Now we can try playing the game again to see if it is generating different types of trees with different tree concentrations. The figure below shows an example using the parameters configured as in the righthand figure. In order to obtain this result, I assigned the following biome indices: desert = 0, tundra = 1, savanna = 2, boreal forest = 3, tropical rainforest = 4.

Generating rivers

The next thing we are going to add in our game are the rivers. The idea to generate rivers is that they start in high locations and flow to lower locations until they reach the water.

So, let’s start by creating a new Script called RiverGeneration with a method called GenerateRivers, as below. This Script will have as parameters: the number of rivers to be generated, the height threshold used to select a high location where rivers can start and the river color, used to show the river in the map.

Then, the GenerateRivers will simply call the two steps we are going to use for tree generation: ChooseRiverOrigin and BuildRiver. The first step will be responsible for picking a high location where the river will start, while the second step will build the river throughout the level until it reaches water. Notice that those two steps are called once for each river (from  0 to numberOfRivers).

Now let’s implement the ChooseRiverOrigin method. This method will run a while loop until it finds a suitable river origin location. In order to do so, it starts by generating a random coordinate between 0 and the level size. Then, it checks if the height of this coordinate is higher than or equal to the heightThreshold. If so, this will be the river origin and it breaks out of the loop. If not, it keeps iterating until finding a good location.
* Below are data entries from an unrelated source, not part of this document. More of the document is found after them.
PR #2854, opened 2021-01-23
Output linear matrices

markdewing:
## Proposed changes

Output linear method matrices (overlap and Hamiltonian) in scalar.dat format.
They can be processed with qmca and check_scalars.py, and compared between the batched and non-batched versions of the code.
A separate option (`freeze_parameters`) disables updating the parameters so the output can be used for statistics.

Enable by adding the parameters `output_matrices` and `freeze_parameters` to the qmc block
```
   <qmc method="linear_batch" move="pbyp" checkpoint="-1">
      <parameter name="output_matrices">yes</parameter>
      <parameter name="freeze_parameters">yes</parameter>

```

- New feature

- No

laptop

## Checklist

### DIFF
--- a/src/QMCDrivers/WFOpt/OutputMatrix.cpp
+++ b/src/QMCDrivers/WFOpt/OutputMatrix.cpp
@@ -27,7 +27,7 @@ void OutputMatrix::init_file(const std::string& root_name, const std::string& na
   // Assume that the root_name has the series suffix (".s000").
   // Remove the series suffix to get the project id
   std::string fname = root_name.substr(0, namelen - 5) + "." + name + ".s000.scalar.dat";
-  app_log() << "Output file: " << fname << std::endl;
+  app_log() << "Output matrix file: " << fname << std::endl;
 
   output_file_.open(fname);
   output_file_ << "# Index ";
--- a/src/QMCDrivers/WFOpt/OutputMatrix.cpp
+++ b/src/QMCDrivers/WFOpt/OutputMatrix.cpp
@@ -1,0 +1,60 @@
+//////////////////////////////////////////////////////////////////////////////////////
+// This file is distributed under the University of Illinois/NCSA Open Source License.
+// See LICENSE file in top directory for details.
+//
+// Copyright (c) 2021 QMCPACK developers.
+//
+// File developed by: Mark Dewing, mdewing@anl.gov, Argonne National Laboratory
+//
+// File created by: Mark Dewing, mdewing@anl.gov, Argonne National Laboratory
+//////////////////////////////////////////////////////////////////////////////////////
+
+
+/** @file OutputMatrix.cpp
+ * @brief Output the Hamiltonian and overlap matrices from linear method
+ */
+
+#include "QMCDrivers/WFOpt/OutputMatrix.h"
+
+
+namespace qmcplusplus
+{
+OutputMatrix::OutputMatrix() : index_(0) {}
+
+void OutputMatrix::init_file(const std::string& root_name, const std::string& name, int N)
+{
+  int namelen = root_name.length();
+  // Assume that the root_name has the series suffix (".s000").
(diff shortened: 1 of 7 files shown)


markdewing:
Attached is a script to compare the output of qmca for two runs.

[compare_qmca.zip](https://github.com/QMCPACK/qmcpack/files/5860774/compare_qmca.zip)

prckent:
Very useful to have.

Just one concern: I think that the freezing/non-updating of parameters also should be well advertised. Perhaps output_matrices should be output_matrices_freeze_parameters or output_matrices_no_update? debug_matrices? A warning around line 1294 of QMCFixedSampleLinearOptimize would also help.

markdewing:
If the effect of freezing the parameters is a concern, it could be moved to a separate attribute - "freeze_parameters".

jtkrogel:
Why an xml attribute vs a `<parameter>`?  The qmc elements have all reached such a size that line-listed parameters are the common, and IMO appropriate, case.

markdewing:
Using an attribute was lazily extending the existing code. A `<parameter>` is probably better.

prckent:
@markdewing Separate parameters is a good.

prckent (approved):

src/QMCDrivers/WFOpt/OutputMatrix.cpp
```diff
@@ -0,0 +1,60 @@
...
+//
+// File created by: Mark Dewing, mdewing@anl.gov, Argonne National Laboratory
+//////////////////////////////////////////////////////////////////////////////////////
+
+
+/** @file OutputMatrix.cpp
+ * @brief Output the Hamiltonian and overlap matrices from linear method
+ */
+
+#include "QMCDrivers/WFOpt/OutputMatrix.h"
```
ye-luo, line 17: OutputMatrix.cpp needs to include "OutputMatrix.h". Related header files should be included without any path.

ye-luo (commented):
> A separate option (freeze_parameters) disables updating the parameters so the output can be used for statistics.

What statistics? I'm confused.

markdewing:
The output of the matrix files is in scalar.dat format that can be post-processed with qmca or check_scalars.py.    Each iteration of the "loop" construct in the input adds another line to the file - the freeze_parameters option keeps the parameters from changing at each iteration.

ye-luo:
If it is frozen, why running multiple loop iterations is needed? What is the intention?

markdewing:
The intention is to compare between the old,non-batched code and the batched code, and for regression tests.  It started with parameter gradients.  The existing 'test' input (in Optimize/testDerivOptimization.cpp) would print out the analytic gradient and numerical gradient.   I extended it to also output the analytic gradients to a scalar.dat file.   This can be used for regression testing, for instance, in tests/molecules/He_param.   In order for check_scalars.py to generate statistics, there needs to be multiple lines in the *.scalar.dat input file (of parameter gradients).    The gradient evaluation is carried out once per optimizer loop iteration.  In order to get multiple lines in the parameter gradient file, I hacked it to print one line per optimizer loop.

The input file to the He_param tests has the lines
```
  <loop max="10">
    <qmc method="opt_batch" move="pbyp" checkpoint="-1" gpu="no">
      <optimize method="test" output_param_file="yes"/>
```
This produces 10 lines of parameter gradients in the output file (He.param.s000.scalar.dat).
It's a hack.  Maybe there's a better way of doing this?

I extended the same pattern to the H and S matrices for the linear method.

ye-luo:
Now I get the point, even if parameters are fronzen, samples are changing and so the statistics are changing.
1. loop should update s00x. So you can get one file per iteration.
2. Checking the average of 10 loop iteration is more for convenience, it doesn't correspond to any real needs.
3. run_qmc can check scalar.dat at every QMC section. So loop=2 and check two scalar.dat even with just one line each should be sufficient to cover the real use case, isn't it?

Also, notice that we need to convert the random indices to Tile Coordinate System, as we did with the tree generation.

The BuildRiver method is a little bit more complex. First it will build a HashSet to store the coordinates that are already part of the river (this will be useful to avoid loops later). Then, it iterates in a while loop until it finds a water location. Inside the loop, it insert the currentCoordinate in the visitedCoordinates HashSet and checks if it is a water location. If so, it breaks out of the loop. Otherwise, it will change the color of the TileData texture to show the river (you need to add the Texture2D of the tile inside the TileData as well) and then it will pick the lowest neighbor to be the next coordinate.

In order to pick the lowest neihbor it adds all of them in a List and then iterates through the list checking their height values. Also, notice that it checks if the neighbor is not in the visitedCoordinates HashSet, since we do not want to go back to already visited coordinates. Once it finds the lowest neighbor, it sets it as the new currentCoordinate and goes to the next iteration of the while loop.
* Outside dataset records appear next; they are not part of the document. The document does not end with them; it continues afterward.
PR #4364, opened 2022-12-14
[WIP] convert h5 orbs from spherical to Cartesian

kgasperich:
## Proposed changes

Added a utility to convert pyscf h5 orbitals from spherical to Cartesian AO basis.

I still need to check the normalization for the different shells, but all of the framework is in place.

The PyscfToQmcpack converter doesn't seem to correctly handle cases where different atoms of the same element have different basis sets, so I didn't account for that in this converter either (it will be simple to update this converter when PyscfToQmcpack is updated).

- New feature

- No

### DIFF
--- a/src/QMCTools/PyscfSphToCart.py
+++ b/src/QMCTools/PyscfSphToCart.py
@@ -1,0 +1,445 @@
+#!/usr/bin/env python3
+######################################################################################
+## This file is distributed under the University of Illinois/NCSA Open Source License.
+## See LICENSE file in top directory for details.
+##
+## Copyright (c) 2016 Jeongnim Kim and QMCPACK developers.
+##
+## File developed by: Kevin Gasperich, kgasperich@anl.gov, Argonne National Laboratory
+##
+## File created by:   Kevin Gasperich, kgasperich@anl.gov, Argonne National Laboratory
+#######################################################################################
+
+import h5py
+import numpy as np
+import itertools
+import shutil
+
+def gms_cart_order(l):
+    def sort1(s):
+        # return single xyz string in gamess order
+        return ''.join(sorted((i*s.count(i) for i in 'xyz'), key=lambda x:(-len(x),x)))
+
+    # unsorted, unordered xyz strings
+    sxyz0 = map(''.join, itertools.combinations_with_replacement('xyz', r=l))
+
+    # unsorted, ordered xyz strings
+    sxyz1 = map(sort1, sxyz0)
+
+    # sorted, ordered xyz strings
+    return sorted(sxyz1, key=lambda s: (sorted((-s.count(i) for i in 'xyz')), s))
+
+def pyscf_cart_order(l):
+    return sorted(map(''.join, itertools.combinations_with_replacement('xyz', r=l)))
+
+def pyscf_to_gms_order(l):
+    xg = gms_cart_order(l)
+    xp = pyscf_cart_order(l)
+    m = np.zeros((len(xp),len(xg)))
+    #p2g = [(xp.index(''.join(sorted(xi))),i) for i,xi in enumerate(xg)]
+    for i,xi in enumerate(xg):
+        m[i,xp.index(''.join(sorted(xi)))] = 1
+    return m
+
+s2cdict = {
+         2:[((0,1),12),
+            ((1,4),12),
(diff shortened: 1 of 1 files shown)


src/QMCTools/PyscfSphToCart.py
```diff
@@ -0,0 +1,502 @@
...
+    print(xg)
+    print(xp)
+    m = np.zeros((len(xp),len(xg)))
+    #p2g = [(xp.index(''.join(sorted(xi))),i) for i,xi in enumerate(xg)]
+    for i,xi in enumerate(xg):
+        m[i,xp.index(''.join(sorted(xi)))] = 1
+    print(m)
+    return m
+
+s2cdict = {
```
markdewing, line 56: Could you add some documentation about what the numbers mean in this structure?

kgasperich: yes, I'm still moving some factors around, but I plan to add more documentation

kgasperich: I added a description there.

It's not my ideal solution (I should just add a function to generate these for arbitrary l/m), but I wanted to get something working first, and this was simple. 
I squared everything so that I could keep an array of values with finite decimal expansions.

I haven't noticed any issues with accumulation of floating-point errors yet, but I should probably consider whether that might become a problem for high enough angular momenta.
(This actually led me to your jupyter notebooks yesterday: I `grep`ped for `factorial` while trying to decide whether to take a product of ratios `prod(a_i/b_i)` or a ratio of products `prod(a_i)/prod(b_i)` and found a comment that mentioned the `GaussianOrbitals` notebook from the qmc_algorithms repo)

kgasperich:
I think the only thing left to do here is to clean up the tests.
Here is a summary of the testing steps:
1. run small pyscf calculation in each of several basis sets (sp, sd, sf, sg, ...) [[Done](https://github.com/kgasperich/qmcpack/blob/823a4563173775cac9f7bfabecc17a5d441cf31b/tests/pyscf/CMakeLists.txt#L83-L87)*]
   1. *need to change the string back to `'pdfghi'` [here](https://github.com/kgasperich/qmcpack/blob/823a4563173775cac9f7bfabecc17a5d441cf31b/examples/solids/pyscf-inputs/he2_1x1x1/he2_1x1x1_sph2cart.py#L61);
    it was shortened to save time while the test workflow is ironed out
3. for each basis, call converter to generate cartesian hdf5 input [[Done](https://github.com/kgasperich/qmcpack/blob/823a4563173775cac9f7bfabecc17a5d441cf31b/tests/pyscf/CMakeLists.txt#L89-L96)]*
   1. *as above, need to add `sf sg sh si` back to the loop
4. for each basis, use convert4qmc to generate xml inputs from hdf5 [[needs to be added as cmake test](https://github.com/kgasperich/qmcpack/blob/823a4563173775cac9f7bfabecc17a5d441cf31b/examples/solids/pyscf-inputs/he2_1x1x1/test.sh#L24-L25)]
5. run short VMC with same seed for sph and cart inputs [[needs to be added as cmake test](https://github.com/kgasperich/qmcpack/blob/823a4563173775cac9f7bfabecc17a5d441cf31b/examples/solids/pyscf-inputs/he2_1x1x1/test.sh#L26)]
6. verify that sph/cart outputs agree [[needs to be done in a cleaner way](https://github.com/kgasperich/qmcpack/blob/823a4563173775cac9f7bfabecc17a5d441cf31b/examples/solids/pyscf-inputs/he2_1x1x1/test.sh#L27-L35) (maybe with [check_scalars.py](https://github.com/kgasperich/qmcpack/blob/sph2cart/tests/scripts/check_scalars.py)) and added as a cmake test]

src/QMCTools/PyscfSphToCart.py
anbenali: @prckent @kgasperich 

I tested this and it works and solves the #5205 issue.

ye-luo:
Could you expand the documentation mentioning spherical vs Cartesian and this tool that helps converting under [LCAO](https://qmcpack.readthedocs.io/en/develop/intro_wavefunction.html#linear-combination-of-atomic-orbitals-lcao-with-gaussian-and-or-slater-type-basis-sets) to make this tool visible.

Finally, we can call this GenerateRivers method inside the LevelGeneration Script, by adding the RiverGeneration Script as an attribute of LevelGeneration and calling the method in the end of the GenerateMap method, as we did for the trees.

As a result, you can try playing the game to see if the rivers are being generated correctly. The figure below shows an example with 10 rivers and a heightThreshold of 0.6 (I chose a pink color for the rivers so that you can see them in the snapshot. You should choose a more suitable color).

Adding the first person character

Finally, the last thing we are going to do is adding a First Person Character. This will be easy, since we are not going to create our own. Instead, we are going to import one from Unity.

This will be similar to how we imported the tree prefabs. But now, select Assets -> Import Package -> Characters. This will import the Characters package as below.

Then, we can add a FPSController (located in Assets/Standard Assets/Characters/FirstPersonCharacter/Prefabs) to our game. Try positioning it in the middle of where the level will be generated.

Then, we can play the game and we should be able to navigate through the level using our First Person Character.

And this concludes this tutorial series! You can use the ideas you learned here to further improve your game. For example, you can generate rocks and buildings using a similar idea to the tree generation. Try different things and let me know your opinions in the comments section.